Building Your First Experiment

This tutorial walks through the same workflow used in examples/minimal_experiment/main.py, breaking each piece down so you can adapt it to your own project.

1. Datasource

from crystallize import data_source, FrozenContext

@data_source
def fetch_numbers(ctx: FrozenContext) -> list[int]:
    """Return the baseline payload that enters the pipeline."""
    return [0, 0, 0]

Datasources can load from disk, call APIs, or synthesise data. They run once per replicate and should be deterministic with respect to the context.

2. Pipeline Steps

from crystallize import pipeline_step

@pipeline_step()
def add_delta(data: list[int], ctx: FrozenContext, *, delta: float = 0.0) -> list[float]:
    """Inject a configurable delta (supplied by treatments or defaults)."""
    return [x + delta for x in data]

@pipeline_step()
def summarize(data: list[float], ctx: FrozenContext):
    """Record the total while preserving the data for downstream steps."""
    return data, {"total": sum(data)}

Notes:

Keyword-only parameters (delta) are pulled from the context when you instantiate the step without explicitly passing them.
Returning (data, metrics) adds entries to the metrics collector while forwarding the data to the next step.
Set @pipeline_step(cacheable=True) to enable step-level caching. Crystallize hashes the step definition, explicit parameters, and input data before writing to .cache/.
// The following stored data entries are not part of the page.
PR #671, opened 2024-08-13
Vouchers for user promotion - Part 2: Redemption

fosterfarrell9:
This PR continues #670. Vouchers can be redeemed in order to take over tutorials, become a lecture editor, become a teacher or become a speaker (of a talk in a seminar).

### To Dos

- [x] Redemption of tutor vouchers
- [x] Redemption of editor vouchers
- [x] Redemption of teacher vouchers 
- [x] Redemption of speaker vouchers 
- [x] Notifications for the redemption of tutor vouchers,  editor vouchers, teacher vouchers and speaker vouchers
- [x] Write unit tests
- [x] Write cypress tests

### Further To Dos (for reviewer)
- [x] Moving people around in lecture tutorials, should still be visible in dropdowns -> this is already covered by the existing tests
- [x] Test user deletion with redemptions -> should be deleted as well
- [x] Make sure secure hash also works with empty spaces at the beginning / at the end (when copied since oftentimes whitespaces are also copied)
- [x] Tell browser that secure hash text box shouldn't be auto-completable as to avoid storing these hashes as user suggestions.
- [x] Test sending of mails
- [X] Refactor VoucherProcessor
- [x] Refactor Lecture model
- [x] "Such a voucher [teacher voucher] will be invalidated directly after its redemption." -> make sure this is tested

### Out of scope
- Restrict the "My courses" invisible form to be rendered only when user is administrator. See `views/administration/index/_my_courses.html.erb`.
- ~~Allow instance methods to be passed to spec `FactoriesController` for Cypress specs~~<br>-> moved to #696
- ~~Refactor `UserCreatorController` for Cypress specs~~<br>-> moved to #696
- Fix some CSpell configuration (increase max number of problems shown in one file and enable spell checking in ruby files)

### Notes for the reviewer

The redemption of Vouchers is basically done via two actions of the `VouchersController`, namely `#verify` and `#redeem`.
In order to keep the controller lean, I introduced a service model `VoucherProcessor` in `app/services` (see e.g. [here](https://www.toptal.com/ruby-on-rails/rails-service-objects-tutorial)). Also, I extracted some stuff into the `Notifier` concern in `apps/controllers/concerns` since this contains some code also used by the `LecturesController`. On the model side, two new `ActiveRecord` models are used to store redemptions of vouchers: `Redemption` and `Claim`. The first one is basically a join table between `User` and `Voucher` (it stores that a certain user redeemed a certain voucher at a given time). The second one is a (polymorphic) join table between `Redemption` and so called `Claimables`, where the latter ones can be tutorials or talks. A claim describes what was taken over ("claimed") in the act of redeeming a voucher. In order to understand things it is probably best to play around a little in the GUI (with two users, one who is creating vouchers and one who is redeeming them) and observe what happens in the database. There are four different kinds of vouchers, hence there should be a lot to play around with. Depending on what kind of voucher that is redeemed, notifications in MaMpf and by email are issued:
For each kind of voucher, notifications in MaMpf are created for the teacher and editors of the lecture. Additionally,
- for the redemption of a teacher voucher, one email is sent to the new teacher and one to the previous teacher informing them of the change 
- for the redemption of an editor voucher, an email is sent to the new editor
- for the redemption of a speaker voucher, an email is sent to all cospeakers of the same talk informing them that another user has joined them

Note that redemptions only work additively: E.g. you can only take over tutorials, not resign from ones you are already a tutor of; similarly for the other kinds of vouchers. This is deliberate and by design: If you want to resign from a tutorial as a tutor you should contact a lecture editor. The same goes for the other kinds of status upgrades provided by vouchers.
I wrote unit tests for the vouchers model, the voucher processor and some security relevant routes in the vouchers controller. I have not yet written unit tests for some newly defined methods in the lecture model.


app/abilities/user_ability.rb
```diff
@@ -14,11 +14,7 @@ def initialize(user)
       user.admin? || (!user.generic? && user == given_user)
     end
 
-    can :fill_user_select, User do
-      user.active_teachable_editor?
-    end
-
-    can :list_generic_users, User do
+    can [:fill_user_select, :list_generic_users], User do
```
Splines, line 17: test

app/controllers/cypress/user_creator_controller.rb
```diff
@@ -12,11 +14,13 @@ def create
...
-                         locale: I18n.default_locale)
+                         name_in_tutorials: "#{role} Real Cypress Name",
+                         password: CYPRESS_PASSWORD, consents: true,
+                         admin: is_admin, locale: I18n.default_locale)
       user.confirm
 
-      render json: user.to_json, status: :created
+      additional_data = { password: CYPRESS_PASSWORD }
+      render json: user.as_json.merge(additional_data), status: :created
     end
```
Splines, line 24: This is a good idea to return the cypress password such that we only have to define it once. However, in the `commands.js` for Cypress, you never actually use this returned parameter as far as I can tell.

app/models/redemption.rb
```diff
@@ -0,0 +1,19 @@
...
+                               source_type: "Tutorial"
+  has_many :claimed_talks, through: :claims, source: :claimable,
+                           source_type: "Talk"
+
+  delegate :lecture, to: :voucher
+  delegate :role, to: :voucher
+  delegate :tutor?, to: :voucher
+  delegate :editor?, to: :voucher
+  delegate :teacher?, to: :voucher
+  delegate :speaker?, to: :voucher
```
Splines, line 18: This delegates to methods that stem from the definition of an enum in the `Voucher` class. It complicates the code path and adds one additional layer that is unnecessary IMHO. What is the advantage of having `redemption.editor?` over `redemption.voucher.editor?` (or something similar)

app/views/vouchers/_redeem_tutor_voucher.html.erb
```diff
@@ -0,0 +1,36 @@
...
+
+  <% if current_user.in?(voucher.lecture.tutors_by_redemption) %>
+
+      <%= t('profile.already_tutor_by_redemption') %>
+      <%= cancel_voucher_button %>
+
+  <% else %>
+
+    <p class="mt-4">
+      <%= redeem_voucher_button(voucher) %>
```
Splines, line 31: When you redeem a tutor voucher but haven't selected any tutorials, you still get the message `Your tutor status has been updated`. This might lead to confusion if users actually forgot to mark a specific tutor slot and think that everything worked fine. In my opinion, we should issue a warning instead and not allow the successfull termination of the user flow in this case.

app/models/lecture.rb
Splines, line 1: We might want to consider some better abstractions here as to not "dump everything" into the Lecture class which combines so many different behaviors. This might be a good place to gain some insights into how a refactoring of a fat model could look like.

I think this PR is the right place to refactor the voucher-related methods instead of postponing this to a future refactoring (that might be harder to do by then as some things are already established. We have the freedom now.)

Especially methods like` voucher_redeemers` or `tutors_by_redemption` feel like they don't belong in the file `lecture.rb`. But I haven't looked yet at where those methods are actually used, so this is just a first impression when glancing over this file.

Splines (changes requested):
Some first commets while I work through the code. So far, everything works flawlessly in my manual frontend tests.

app/views/vouchers/_redeem_tutor_voucher.html.erb
Splines: Should we show a warning, this should also be added to tests.

config/locales/en.yml
```diff
@@ -2062,7 +2111,56 @@ en:
       Request data
     data_request_sent: >
       We have received your request and will send you your data as soon as possible.
-    redeem_voucher: Redeeem Voucher
+    redeem_voucher: Redeem Voucher
```
Splines, line 2114: This might be a very contrived example that might not be worth to consider, just wanted to point it out:

- User verifies valid voucher code
- User selects valid tutorial
- Teacher removes tutorial
- User clicky on "redeem voucher". They get the message that their tutor status was updated successfully even though it wasn't as the tutorial didn't exist anymore at that time. This is not a security issue, it's just that the user might be confused after this message that they can't access any tutorials. But to be honest: what's the probability of this happening? I guess too low to bother...

app/controllers/cypress/user_creator_controller.rb
fosterfarrell9: I think it is used, namely in the following lines:

```js
Cypress.Commands.add("login", (user) => {
  return cy.request({
    method: "POST",
    url: "/users/sign_in",
    form: true,
    failOnStatusCode: true,
    body: {
      "user[email]": user.email,
      "user[password]": user.password,
    },
  }).then((response) => {
    expect(response.status).to.eq(200);
  });
});
```

Without returning the additional password  in `user_creator_controller.rb`,  `user.password` is `undefined` and the login fails (see our basecamp ping from August 24). That's why I introduced this.

app/models/redemption.rb
fosterfarrell9: I do not cling to the delegate methods. It is a Rails Active Support Core extension, see [here](https://guides.rubyonrails.org/active_support_core_extensions.html#delegate). As usual, there a are blog posts pro and contra delegation. If you think we should not use it, I have no problem when we delete these delegations.

app/views/vouchers/_redeem_tutor_voucher.html.erb
fosterfarrell9: I think being able to not select any tutorials (or talks) will be an important use case. Often, exact details for tutorials (or talks) are only known rather late, and it would be good that people can still acquire the status as tutor (or speaker), and then the teacher or an editor can assign tutorials (or talks) later when more information is known. So, in my mind, this is a feature. In a sense, the tutor status has been upgraded - from "not a tutor" to "tutor without tutorial (yet)". We might think about a more precise message to avoid confusion.

app/models/lecture.rb
fosterfarrell9: I agree, we should make some decisions in #694 before. These also affect e.g. whether we want to have service objects or not  (like the `VoucherProcessor`).

app/views/administration/index/_my_courses.html.erb
```diff
@@ -18,12 +18,14 @@
...
-                 locals: { course: Course.new } %>
-    </div>
+    <% if current_user.admin? %>
+      <div id="new-course-area"
+           class="bg-green-lighten-4 p-3 mb-3 rounded"
+           style="display: none;">
+        <%= render partial: 'courses/new',
+                   locals: { course: Course.new } %>
+      </div>
+    <% end %>
```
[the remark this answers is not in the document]
fosterfarrell9: Yeah, I agree, it is out of scope, but since the greeter topic here is "improvement of role management" I also feel we could leave it in here.

app/views/vouchers/verify.js.erb
```diff
@@ -0,0 +1,10 @@
+$("#redeem-voucher").empty()
+  .append("<%= j render partial: 'vouchers/redeem_' + @voucher.role + '_voucher', locals: { voucher: @voucher } %>");
+
+// activate selectize
+// @reviewer: This is used several times in our code base (in the coffeescript
+// variant). Should we extract this into a function in order to avoid code
+// duplication?)
```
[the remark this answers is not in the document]
fosterfarrell9: Okay. But maybe change the comment a little then?

app/helpers/notifications_helper.rb
```diff
@@ -26,6 +28,7 @@ def notification_color(notification)
     return "bg-post-it-blue" if notification.generic_announcement?
     return "bg-post-it-red" if notification.announcement?
     return "bg-post-it-orange" if notification.course? || notification.lecture?
+    return "bg-post-it-green" if notification.redemption?
```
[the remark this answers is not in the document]
fosterfarrell9: Years ago,  I invested a lot of time to mimick the colors of Post It notes which I was told were very popular among students (the notes, maybe not the colors) ;-)

config/locales/en.yml
fosterfarrell9: As I wrote above: The tutor status was still upgraded in the sense that the user can now be selected by the teacher for tutorials, so it is a "tutor without tutorial".

app/views/vouchers/verify.js.erb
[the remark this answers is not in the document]
fosterfarrell9: Just saw that this was already done. Thanks!

app/controllers/cypress/user_creator_controller.rb
Splines: moved to #696

app/models/redemption.rb
Splines: Removed in e2786e3f49

config/routes.rb
```diff
@@ -290,6 +290,14 @@
        to: "lectures#import_toc",
        as: "import_lecture_toc"
 
+  post "lectures/:id/become_tutor",
+       to: "lectures#become_tutor",
+       as: "become_tutor"
+
+  post "lectures/:id/become_editor",
+       to: "lectures#become_editor",
+       as: "become_editor"
```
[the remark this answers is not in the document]
fosterfarrell9: You're right. They are unused and should be deleted. They are artefacts of an earlier approach I employed in this PR, but abandoned at some point and apparently forgot these lines when I removed it.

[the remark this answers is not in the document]
Splines: removed in 71fc49aec8

app/views/vouchers/_redeem_editor_voucher.html.erb
```diff
@@ -0,0 +1,24 @@
+<p data-cy="redeem-voucher-text">
+  <%= t('profile.become_editor_html', lecture: voucher.lecture.title) %>
+</p>
+
+<% if current_user == voucher.lecture.teacher %>
+
+  <p>
+    <%= t('profile.teacher_cant_become_editor') %>
+    <%= cancel_voucher_button %>
```
Splines, line 9: If you put a redeem_voucher_button for this case, the teacher will remain the teacher but the editor will be removed from the lecture. That means, a teacher could possibly construct a POST request to do exactly this. But then, they could also do this directly in the UI by revoking the editor for the lecture, so we shouldn't bother. Just to let you know.

app/views/vouchers/_redeem_tutor_voucher.html.erb
Splines: Ah ok, yeah that makes sense. I've reworked the messages a bit in the latest commits.

config/locales/en.yml
Splines: Ah ok, yeah that makes sense. I've reworked the messages a bit in the latest commits.

config/application.rb
```diff
@@ -12,6 +12,10 @@ class Application < Rails::Application
     config.load_defaults(7.1)
     config.autoloader = :zeitwerk
 
+    # Autoload subfolders of modules (recursively)
+    # https://stackoverflow.com/a/4794775/
+    config.autoload_paths += Rails.root.glob("app/models/**/")
+
```
Splines, line 18: Unfortunately, as of d33072d, the ERD creation does not work anymore as it cannot find some classes. This is probably due to this modified `autload_paths`. Will investigate.

Splines: Fixed in 4ed73bccabf9

app/controllers/lectures_controller.rb
```diff
@@ -66,6 +67,7 @@ def edit
 
   def create
     @lecture = Lecture.new(lecture_params)
+    @lecture.teacher = current_user unless current_user.admin?
```
Splines, line 70: To understand this line, am I right that:
- `@lecture.teacher = current_user` was done beforehand implicitly by Devise
- `unless current_user.admin?` is needed such that upon creation of a new lecture, the teacher field is empty.

spec/controllers/lectures_controller_spec.rb
```diff
@@ -0,0 +1,57 @@
...
+
+    describe "POST #update" do
+      it "does not update the teacher" do
+        new_teacher = FactoryBot.create(:confirmed_user)
+        post(:update, params: { id: lecture.id,
+                                lecture: { teacher_id: new_teacher.id } })
+        lecture.reload
+        expect(lecture.teacher).to eq(teacher)
+      end
+    end
```
Splines, line 22: Oh nice, thanks, this is indeed a very important test ;)

app/views/lectures/_new.html.erb
```diff
@@ -52,23 +52,34 @@
...
+                       {},
+                       { class: 'selectize',
+                         data: { ajax: true,
+                                 model: 'user',
+                                 filled: false,
+                                 placeholder: t('basics.enter_two_letters'),
+                                 no_results: t('basics.no_results'),
+                                 current: current_user.id,
+                                 modal: modal } } %>
+        <% else %>
```
Splines, line 73: If this is from now on only accessible by admins: what is the `current_user` information used for in the form and why is it sent as data to the backend? Is it relevant?

Splines (changes requested):

app/views/tutorials/_form.html.erb
```diff
@@ -13,17 +13,12 @@
...
                      { class: 'selectize',
                        multiple: true,
-                       style: 'display: none;',
                        id: "tutorial_tutor_ids_#{tutorial.id}",
-                       data: { ajax: true,
-                               filled: false,
-                               model: 'user',
-                               placeholder: t('basics.enter_two_letters'),
-                               no_results: t('basics.no_results') } } %>
+                       data: { cy: "tutor-select"} } %>
```
Splines, line 21: For four dropdowns (teacher, editor, tutor, speaker), users can no longer search for arbitrary users. Did you test this somewhere?

Splines (changes requested):

app/views/vouchers/_redeem_editor_voucher.html.erb
fosterfarrell9: Thanks for noticing!

app/controllers/lectures_controller.rb
fosterfarrell9: Beforehand, the line

```ruby
allowed_params.push(:course_id, :teacher_id, { editor_ids: [] }) if action_name == "create"
```

in the `lecture_params` method made sure that `teacher_id` is whitelisted, and then

```
@lecture = Lecture.new(lecture_params)
```
would make sure that `@lecture.teacher_id` is set as in the parameter hash. Of course, the create action's authorization is checked in the corresponding ability file, so anyone who passes authorization (i.e. course editors or admins) could make an arbitrary user the teacher of the new lecture. Now the line

```ruby
allowed_params.push(:teacher_id) if current_user.admin?
```
makes sure that `teacher_id` is whitelisted only for admins. But in order to get a valid lecture, the `teacher_id`
needs to be set also in case the lecture is ccreated by a course editor that is not an admin. But the new default here is that users can only set themselves as teachers. This should also be reflected in the corresponding forms for creating a lecture.

app/views/tutorials/_form.html.erb
fosterfarrell9: No, I guess I missed this. I think in this direction I only wrote this one unit test that you commented on.

app/views/lectures/_new.html.erb
fosterfarrell9: Hm, it seems that it is used in `app/views/lectures/new.coffee` where we have these lines

```coffee
# make sure that there will always be a teacher selected
teacherSelector = document.getElementById('lecture_teacher_id')
sel = teacherSelector.tomselect
sel.on 'blur', ->
  value = sel.getValue()
  if value == ''
    sel.setValue(teacherSelector.dataset.current)
  return
```

Do we still need this?

app/views/tutorials/_form.html.erb
Splines: Ok, so I will add more tests to test this as well.

Splines (approved):
Finally, after quite some time, I approve this PR. With this, we have a really nice voucher system at MaMpf, thank you 🎉

Please make sure to review the changes I've made before **squash-merging**. Follow-ups to this PR will be a redesign of the profile page where we can make the voucher redemption more prominent. I will also add a warning box to dropdowns that don't allow non-admin users to search for arbitrary users anymore. Just to not confuse them when no results are shown in the dropdown search box.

3. Treatments & Hypotheses

from crystallize import treatment, hypothesis, verifier
from scipy.stats import ttest_ind

boost_total = treatment("boost_total", {"delta": 10.0})

@verifier
def welch_t_test(baseline, treatment, alpha: float = 0.05):
    stat, p_value = ttest_ind(
        treatment["total"], baseline["total"], equal_var=False
    )
    return {"p_value": p_value, "significant": p_value < alpha}

@hypothesis(verifier=welch_t_test(), metrics="total")
def order_by_p_value(result: dict[str, float]) -> float:
    return result.get("p_value", 1.0)

Treatments merge their payload into the context before each replicate. They never mutate existing keys—immutability is enforced by FrozenContext.
Hypotheses pair a verifier (statistical test) with a ranker, so you can sort treatments by any metric you care about.

4. Assemble and Run

from crystallize import Experiment, Pipeline, ParallelExecution

experiment = (
    Experiment.builder("basic")
    .datasource(fetch_numbers())
    .add_step(add_delta())
    .add_step(summarize())
    .plugins([ParallelExecution(max_workers=4)])
    .treatments([boost_total()])
    .hypotheses([order_by_p_value])
    .replicates(12)
    .build()
)

result = experiment.run()

What you get:

Metrics: result.metrics.baseline.metrics["total"] and the treatment equivalent contain per-replicate lists.
Hypothesis summary: result.get_hypothesis("order_by_p_value").results returns the p-value and significance flag.
Artifacts: If any step called ctx.artifacts.add("file.txt", b"..."), the default ArtifactPlugin saves them under data/basic/v0/replicate_*/....

Default plugins (ArtifactPlugin, SeedPlugin, LoggingPlugin) are attached automatically. Override them by passing your own list to .plugins([...]).

5. Variations to Try

Caching: Add @pipeline_step(cacheable=True) to expensive steps and watch the CLI highlight cached runs.
Concurrency: Switch ParallelExecution to ParallelExecution(executor_type="process") for CPU-bound workloads.
More metrics: Return additional metrics from steps or call ctx.metrics.add directly for richer hypothesis inputs.
Experiment Graphs: When you need multi-stage workflows, declare outputs (Artifact) and load them from downstream experiments via ExperimentGraph.